PR #440, opened 2022-08-25
chore: test performance

thantos:
* Wrap validate test code in a describe to avoid dangling references
* Use docker-reuse to run lambdas in localstack. Uses a single docker container for all tests instead of one per lambda.

### DIFF
--- a/scripts/localstack
+++ b/scripts/localstack
@@ -2,9 +2,9 @@
 
 # Installs and runs localstack
 
-# # run all lambdas in the same container. 
-# export LAMBDA_EXECUTOR=docker-reuse
-# export LAMBDA_STAY_OPEN_MODE=0
+# run all lambdas in the same container. 
+export LAMBDA_EXECUTOR=docker-reuse
+export LAMBDA_STAY_OPEN_MODE=0
 # install LocalStack cli and awslocal
 pip install localstack --upgrade awscli-local[ver1]
 # install CDK Local
--- a/scripts/localstack
+++ b/scripts/localstack
@@ -4,7 +4,6 @@
 
 # run all lambdas in the same container. 
 export LAMBDA_EXECUTOR=docker-reuse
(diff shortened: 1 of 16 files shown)


scripts/localstack
```diff
@@ -2,6 +2,8 @@
 
 # Installs and runs localstack
 
+# run all lambdas in the same container. 
+export LAMBDA_EXECUTOR=docker-reuse
```
sam-goodwin, line 6: Oh that seems promising!

test/validate.test.ts
```diff
@@ -7,96 +7,98 @@ import { makeFunctionlessChecker } from "../src/checker";
...
-describe("all error codes tested", () => {
-  test.concurrent.each(
-    Object.values(ErrorCodes).filter((code) => !skipErrorCodes.includes(code))
-  )("$code: $title", async (code) => {
-    if (!file?.includes(`${code.code}`)) {
-      throw new Error(
-        `validate.test.ts does not emit any errors for ${code.title}`
-      );
-    }
+describe("validate", () => {
```
sam-goodwin, line 10: What does this achieve

thantos: the files and project were being created when the tests all load, but not used and released until the validate tests run and finish. 

By wrapping it, the references are not created until the tests run, reducing the impact on the other tests. I am guessing there was some race condition going on as well since validate would get stuck on my machine after all other suites finished, but not by itself. (related to time the project references are held onto I bet).

thantos:
Memory issues:

* [x] jest hangs - node's max memory setting is higher than host memory - ✅ reoslved - changed 8GB to 4GB max memory (7GB on host)
* [x] `killed` when jest runs out of memory - ✅ seems to happen less often with the right amount of memory.
* [ ] I think lambdas on localstack are taking too much memory when they stay open. Seeing if destroying stacks will free up the lambda resources after each localstack suite.

PR #367, opened 2019-01-15
Fix <Toggle /> on Edge

elanoism:
Issue is only on Win + Edge (perfectly fine on IE11 🥇  )

**Changes**

* Added `overflow: visible` to `<Switch />` track.

This is how it looks without:
toggle


elanoism:
The favourite browser of our QA :)

PR #320, opened 2018-11-28
docs: Add contributing guidelines

connor-baer:
## Changes

- Add PR template
- Add contributing guidelines

## Todo

- [ ] Refer to the code of conduct
- [ ] Define minimum browser support
- [ ] Write accessibility guidelines
- [ ] Improve documentation on installing, running and testing the project

PR #372, opened 2019-01-21
chore: Automate release process

connor-baer:
_Follow up to #310. Fixes #355_

## Purpose

The release process of Circuit UI is one of the main pain points identified in a developer survey. Thus, the goal is to automate as much of it as possible.

## Approach & Changes

*TL;DR*: New commit prompt which enables automated changelog and publishing to `npm`. Also, Travis jobs now run faster.

### Publishing

I've chosen [`semantic-release@16`](https://github.com/semantic-release/semantic-release/tree/beta) to automate publishing the package. On Travis, `semantic-release` analyzes the commit history since the previous release to determine the version bump (patch, minor, major), then publishes a release to `npm`. The release is pushed to a release channel based on the current branch, e.g. on branch `beta`, the release is pushed to the `beta` channel on `npm`. 

In practice, our flow could look like this: feature development happens in feature branches. Once its ready, the feature is merged into the `beta` branch. `semantic-release` publishes a new version to the `beta` release channel which can be installed with `@sumup/circuit-ui@beta`.
Once it has been tested and verified, the `beta` branch is merged into `master` and `semantic-release` publishes a new version, this time to the default `latest` channel. 

### Changelog

We already use GitHub releases as our changelog. In the future, these release notes will be autogenerated, tagged and published by `semantic-release` from the commit messages since the last release. 

---

Both the automated publishing and changelog depend on a meaningful commit history. This is where [`commitizen`](https://github.com/commitizen/cz-cli) comes into play. It helps to write and enforce consistent commit messages using a [neat, customizable prompt](https://github.com/leonardoanalista/cz-customizable): 

kapture 2019-01-22 at 11 21 12

## Bonus

All of these tools support `.js` config files, meaning we could integrate them into `foundry` 🎉

## To Do

- Document the release flow (will happen as part of #320)


felixjung:
Cool! Thanks! Will look at it in more detail. One question I had immediately: if we have a flow with squash merging etc. where does the commit CLI come into play?

connor-baer:
@felixjung Good question! I hadn't considered that yet. AFAIK there's no way to autogenerate commit messages when you're interacting with `git` through a GUI as you do on GitHub. You can lint the commit messages or PR title with CI, but at that point, it's most likely already too late. 

I suppose there are two main aspects to this topic: automating the release process (easy) + enforcing consistent, machine-readable commit messages to enable the former (hard).

connor-baer:
I just stumbled upon https://github.com/probot/semantic-pull-requests, a GitHub status check that ensures your pull requests follow the Conventional Commits spec. It's not too strict either and (kinda) handles squash commits as well.

elanoism:
Look neat! I don't have strong opinion here, but this solves things. Having an easy way to publish to both `@next` and `@latest` without too much hassle is exactly what I need :)

Do we need to keep the `beta` branch in the config?

connor-baer:
The config files are still "in progress" — I have a few questions about the flow of the release process that I'd like to discuss with the team (including what kind of pre-release branches we want to use). I'm currently preparing an RFC that I'll present in the next Web Chapter RFC meeting.

fernandofleury:
Same, I don't have a strong opinion here, I've used similar solutions before and was just fine. 

The only struggle we had (only initially) was people committing directly with git, but that reduced drastically over time

felixjung:
I removed the reviewers, as this is still marked as in progress and we wanted to have some more discussion around the topic, right?

connor-baer:
@felixjung Yes, thank you. 

I'll try to get to it soon.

────────────────

Send back the complete set of entries, exactly as shown above.

PR #440, opened 2022-08-25
chore: test performance

thantos:
* Wrap validate test code in a describe to avoid dangling references
* Use docker-reuse to run lambdas in localstack. Uses a single docker container for all tests instead of one per lambda.

### DIFF
--- a/scripts/localstack
+++ b/scripts/localstack
@@ -2,9 +2,9 @@
 
 # Installs and runs localstack
 
-# # run all lambdas in the same container. 
-# export LAMBDA_EXECUTOR=docker-reuse
-# export LAMBDA_STAY_OPEN_MODE=0
+# run all lambdas in the same container. 
+export LAMBDA_EXECUTOR=docker-reuse
+export LAMBDA_STAY_OPEN_MODE=0
 # install LocalStack cli and awslocal
 pip install localstack --upgrade awscli-local[ver1]
 # install CDK Local
--- a/scripts/localstack
+++ b/scripts/localstack
@@ -4,7 +4,6 @@
 
 # run all lambdas in the same container. 
 export LAMBDA_EXECUTOR=docker-reuse
(diff shortened: 1 of 16 files shown)


scripts/localstack
```diff
@@ -2,6 +2,8 @@
 
 # Installs and runs localstack
 
+# run all lambdas in the same container. 
+export LAMBDA_EXECUTOR=docker-reuse
```
sam-goodwin, line 6: Oh that seems promising!

test/validate.test.ts
```diff
@@ -7,96 +7,98 @@ import { makeFunctionlessChecker } from "../src/checker";
...
-describe("all error codes tested", () => {
-  test.concurrent.each(
-    Object.values(ErrorCodes).filter((code) => !skipErrorCodes.includes(code))
-  )("$code: $title", async (code) => {
-    if (!file?.includes(`${code.code}`)) {
-      throw new Error(
-        `validate.test.ts does not emit any errors for ${code.title}`
-      );
-    }
+describe("validate", () => {
```
sam-goodwin, line 10: What does this achieve

thantos: the files and project were being created when the tests all load, but not used and released until the validate tests run and finish. 

By wrapping it, the references are not created until the tests run, reducing the impact on the other tests. I am guessing there was some race condition going on as well since validate would get stuck on my machine after all other suites finished, but not by itself. (related to time the project references are held onto I bet).

thantos:
Memory issues:

* [x] jest hangs - node's max memory setting is higher than host memory - ✅ reoslved - changed 8GB to 4GB max memory (7GB on host)
* [x] `killed` when jest runs out of memory - ✅ seems to happen less often with the right amount of memory.
* [ ] I think lambdas on localstack are taking too much memory when they stay open. Seeing if destroying stacks will free up the lambda resources after each localstack suite.

PR #367, opened 2019-01-15
Fix <Toggle /> on Edge

elanoism:
Issue is only on Win + Edge (perfectly fine on IE11 🥇  )

**Changes**

* Added `overflow: visible` to `<Switch />` track.

This is how it looks without:
toggle


elanoism:
The favourite browser of our QA :)

PR #320, opened 2018-11-28
docs: Add contributing guidelines

connor-baer:
## Changes

- Add PR template
- Add contributing guidelines

## Todo

- [ ] Refer to the code of conduct
- [ ] Define minimum browser support
- [ ] Write accessibility guidelines
- [ ] Improve documentation on installing, running and testing the project

PR #372, opened 2019-01-21
chore: Automate release process

connor-baer:
_Follow up to #310. Fixes #355_

## Purpose

The release process of Circuit UI is one of the main pain points identified in a developer survey. Thus, the goal is to automate as much of it as possible.

## Approach & Changes

*TL;DR*: New commit prompt which enables automated changelog and publishing to `npm`. Also, Travis jobs now run faster.

### Publishing

I've chosen [`semantic-release@16`](https://github.com/semantic-release/semantic-release/tree/beta) to automate publishing the package. On Travis, `semantic-release` analyzes the commit history since the previous release to determine the version bump (patch, minor, major), then publishes a release to `npm`. The release is pushed to a release channel based on the current branch, e.g. on branch `beta`, the release is pushed to the `beta` channel on `npm`. 

In practice, our flow could look like this: feature development happens in feature branches. Once its ready, the feature is merged into the `beta` branch. `semantic-release` publishes a new version to the `beta` release channel which can be installed with `@sumup/circuit-ui@beta`.
Once it has been tested and verified, the `beta` branch is merged into `master` and `semantic-release` publishes a new version, this time to the default `latest` channel. 

### Changelog

We already use GitHub releases as our changelog. In the future, these release notes will be autogenerated, tagged and published by `semantic-release` from the commit messages since the last release. 

---

Both the automated publishing and changelog depend on a meaningful commit history. This is where [`commitizen`](https://github.com/commitizen/cz-cli) comes into play. It helps to write and enforce consistent commit messages using a [neat, customizable prompt](https://github.com/leonardoanalista/cz-customizable): 

kapture 2019-01-22 at 11 21 12

## Bonus

All of these tools support `.js` config files, meaning we could integrate them into `foundry` 🎉

## To Do

- Document the release flow (will happen as part of #320)


felixjung:
Cool! Thanks! Will look at it in more detail. One question I had immediately: if we have a flow with squash merging etc. where does the commit CLI come into play?

connor-baer:
@felixjung Good question! I hadn't considered that yet. AFAIK there's no way to autogenerate commit messages when you're interacting with `git` through a GUI as you do on GitHub. You can lint the commit messages or PR title with CI, but at that point, it's most likely already too late. 

I suppose there are two main aspects to this topic: automating the release process (easy) + enforcing consistent, machine-readable commit messages to enable the former (hard).

connor-baer:
I just stumbled upon https://github.com/probot/semantic-pull-requests, a GitHub status check that ensures your pull requests follow the Conventional Commits spec. It's not too strict either and (kinda) handles squash commits as well.

elanoism:
Look neat! I don't have strong opinion here, but this solves things. Having an easy way to publish to both `@next` and `@latest` without too much hassle is exactly what I need :)

Do we need to keep the `beta` branch in the config?

connor-baer:
The config files are still "in progress" — I have a few questions about the flow of the release process that I'd like to discuss with the team (including what kind of pre-release branches we want to use). I'm currently preparing an RFC that I'll present in the next Web Chapter RFC meeting.

fernandofleury:
Same, I don't have a strong opinion here, I've used similar solutions before and was just fine. 

The only struggle we had (only initially) was people committing directly with git, but that reduced drastically over time

felixjung:
I removed the reviewers, as this is still marked as in progress and we wanted to have some more discussion around the topic, right?

connor-baer:
@felixjung Yes, thank you. 

I'll try to get to it soon.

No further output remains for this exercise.